Issue #403, opened 2020-02-18
Use the isAnomaly and Confirmed from the fastpath or batch pipeline


hellais:
We need to align the colors and anomaly status of the listMeasurements to the measurement pages.

The logic for calculating the screens needs to be minimal and explorer should not make any assumptions about the results, but just render what is presented to it.

If the anomaly == true, but blocking is false, it will say "Unknown" as blocking reason.

This is related to #360 .

sarathms:
This is not what was addressed in #401 right?

hellais:
Correct, this was not addressed in #401, though some additional robustness, similar to that, should be done as part of this work.

Basically we should use the `isAnomaly` and `isConfirmed` value from the pipeline to pick the color and anomaly flag (how we were doing it before), but make the code more robust such that when `blocking: false`, but `isAnomaly == true`, the pages don't break.

We can discuss this 1-1 later if you need more information.

hellais:
This has been implemented for the web_connectivity test. Closing

PR #404, opened 2020-02-21
Fix inconsistent msmt pages

sarathms:
This PR contains proposed fixes to the issues discussed recently.
* Restructuring the code in `WebConnectivity.js` measurement page component
* Injecting the message from `scores.msg` for WhatsApp measurement pages

### DIFF
--- a/components/measurement/nettests/WebConnectivity.js
+++ b/components/measurement/nettests/WebConnectivity.js
@@ -251,11 +251,7 @@ QueryContainer.propTypes = {
 
 const WebConnectivityDetails = ({
   isConfirmed,
-  // NOTE: We stop using the `isAnomaly` flag coming from `/api/v1/measurements`
-  // because it causes this bug https://github.com/ooni/explorer/issues/374
-  // where measurements are marked anomaly despite `accessible: true, blocking: false`
-  //
-  // isAnomaly,
+  isAnomaly,
   isFailure,
   country,
   measurement,
@@ -324,9 +320,7 @@ const WebConnectivityDetails = ({
         }}
       />
     )
-  } else if (/* isAnomaly */ blocking !== false) {
-    // We ignore the isAnomaly value from the API to work around
-    // https://github.com/ooni/explorer/issues/374
+  } else if (isAnomaly) {
     status = 'anomaly'
     summaryText = (
       <FormattedMessage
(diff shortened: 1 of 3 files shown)


components/measurement/nettests/WebConnectivity.js
```diff
@@ -287,10 +283,10 @@ const WebConnectivityDetails = ({
...
   }
 
-  let status = 'default',
-    // XXX: `reason` will soon be used in Hero
-    reason = null,
-    summaryText = ''
+  let status = 'default'
+  let summaryText = ''
+
+  const reason = messages[`blockingReason.${blocking}`] && intl.formatMessage(messages[`blockingReason.${blocking}`])
```
hellais: Yes this is good!

components/measurement/nettests/WebConnectivity.js
```diff
@@ -338,13 +330,12 @@ const WebConnectivityDetails = ({
           WebsiteURL: input,
           network: probe_asn,
           country: country,
-          BlockingReason: <strong>{messages[`blockingReason.${blocking}`] && intl.formatMessage(messages[`blockingReason.${blocking}`])}</strong>
+          BlockingReason: reason && <strong>{reason}</strong>
```
hellais: Maybe we don't even have to do this `&&`, because worse case we create an empty `<strong></strong>` element.

pages/measurement.js
```diff
@@ -50,7 +50,7 @@ export default class Measurement extends React.Component {
       initialProps['isAnomaly'] = results[0].anomaly
       initialProps['isFailure'] = results[0].failure
       initialProps['isConfirmed'] = results[0].confirmed
-
+      initialProps['message'] = results[0].scores.msg || null
```
hellais: I think you should probably inject into the `measurement` the whole `scores` dictionary and we can maybe for the time being, for debugging purposes, just log it to the console.

Eventually I think we would like to show it somewhere in the measurement page itself, probably somewhere close to the heading.

The `scores` field is what you are going to be using in order to extract the WhatsApp related that are calculated by the fastpath, see: https://github.com/ooni/pipeline/pull/297/files#diff-88c24525382330f3fc745dfea1834e78R765.

Basically you will get a data structure like this:
```
"scores": {
      "analysis": {
        "registration_server_accessible": true,
        "whatsapp_web_accessible": false,
        "whatsapp_endpoints_accessible": true,
    }
}
```

Which map to what you have in the WhatsApp test as: https://github.com/ooni/explorer/blob/master/components/measurement/nettests/WhatsApp.js#L30

components/measurement/nettests/WebConnectivity.js
sarathms: I generally try not to let unnecessary elements into the DOM. It has led layout issues in the past, although not exactly with this type of an element.

sarathms: That said, I don't claim that none have slipped past me :grin:

pages/measurement.js
sarathms: Done

hellais:
This is the PR addressing: https://github.com/ooni/explorer/issues/403

PR #405, opened 2020-02-21
Use fastpath scores to render WhatsApp msmt page

sarathms:
Instead of using the status flags in test_keys, we now use the  data from fastpath to determine if the endpoints, registration server or web access is blocked for whatsapp test.


components/measurement/nettests/WhatsApp.js
```diff
@@ -13,37 +13,25 @@ import MdPersonAdd from 'react-icons/lib/md/person-add'
...
-const WhatsAppDetails = ({ measurement, render }) => {
+const WhatsAppDetails = ({ isAnomaly, scores, measurement, render }) => {
   const testKeys = measurement.test_keys
   const tcp_connect = testKeys.tcp_connect
-  const registrationServerBlocked = testKeys.registration_server_status === 'blocked'
-  const webBlocked = testKeys.whatsapp_web_status === 'blocked'
-  const endpointsBlocked = testKeys.whatsapp_endpoints_status === 'blocked'
+  const registrationServerAccessible = scores.analysis.registration_server_accessible
+  const webAccessible = scores.analysis.whatsapp_web_accessible
+  const endpointsAccessible = scores.analysis.whatsapp_endpoints_accessible
```
hellais: This should be robust to the scores key being empty or not having any analysis key. Otherwise it will crash on any measurement which is not in the fastpath, which currently happens by default after some time.

hellais: If scores is not defined you should probably be using as fallback the testKeys.

sarathms: I have now added code to fallback to `test_keys` if `scores` is unavailable.

PR #412, opened 2020-02-26
Handle cases where test_keys.tcp_connect is missing

### LINKED ISSUE #381: TypeError: Cannot read property 'length' of undefined with telegram test
Happens with this measurement generated from miniooni: http://localhost:3100/measurement/20191004T105200Z_AS30722_V8ZfdAXLEjTfRb37osawgJRS3MZLVh91DYi1TXjVcXFQQmP9Bj

sarathms:
Fixes #381 

Addresses the issue in Telegram and WebConnectivity pages. Other places where this key is used are covered already:
[FacebookMessenger.js](https://github.com/ooni/explorer/blob/master/components/measurement/nettests/FacebookMessenger.js#L75)
[WhatsApp.js](https://github.com/ooni/explorer/blob/master/components/measurement/nettests/WhatsApp.js#L89)

Are there other keys from the spec that could go missing? Or is this only specific to `miniooni` generated measurements?

### DIFF
--- a/components/measurement/nettests/Telegram.js
+++ b/components/measurement/nettests/Telegram.js
@@ -73,8 +73,8 @@ const TelegramDetails = ({ measurement, render }) => {
                       />
                     </Box>
                   </Flex>
-                  {tcp_connect.length > 0 &&
-                    <React.Fragment>
+                  {tcp_connect && tcp_connect.length > 0 &&
+                    <div>
                       <Heading h={4}> <FormattedMessage id='Measurement.Details.Telegram.Endpoint.Status.Heading' /> </Heading>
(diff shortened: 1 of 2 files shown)


sarathms:
I wasn't able to test this fully because `/api/v1/measurement/` endpoint started failing. The fix for telegram page works. Will test the other one when measurements are available.

hellais:
> Are there other keys from the spec that could go missing? Or is this only specific to miniooni generated measurements?

In general I think you should make no assumption about the presence or absence of keys inside of the `test_keys` list.

We should also ensure that if there is an exception in rendering the test specific page we can at least show the raw JSON of the measurements and display an error as to why we were not able to rendere the test specific page.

☆ ☆ ☆ ☆ ☆

Check each line of the listing for the word "isAnomaly" and state how many lines contain it, with no other words.

▶ _ANSWER TO THIS EXERCISE_: 10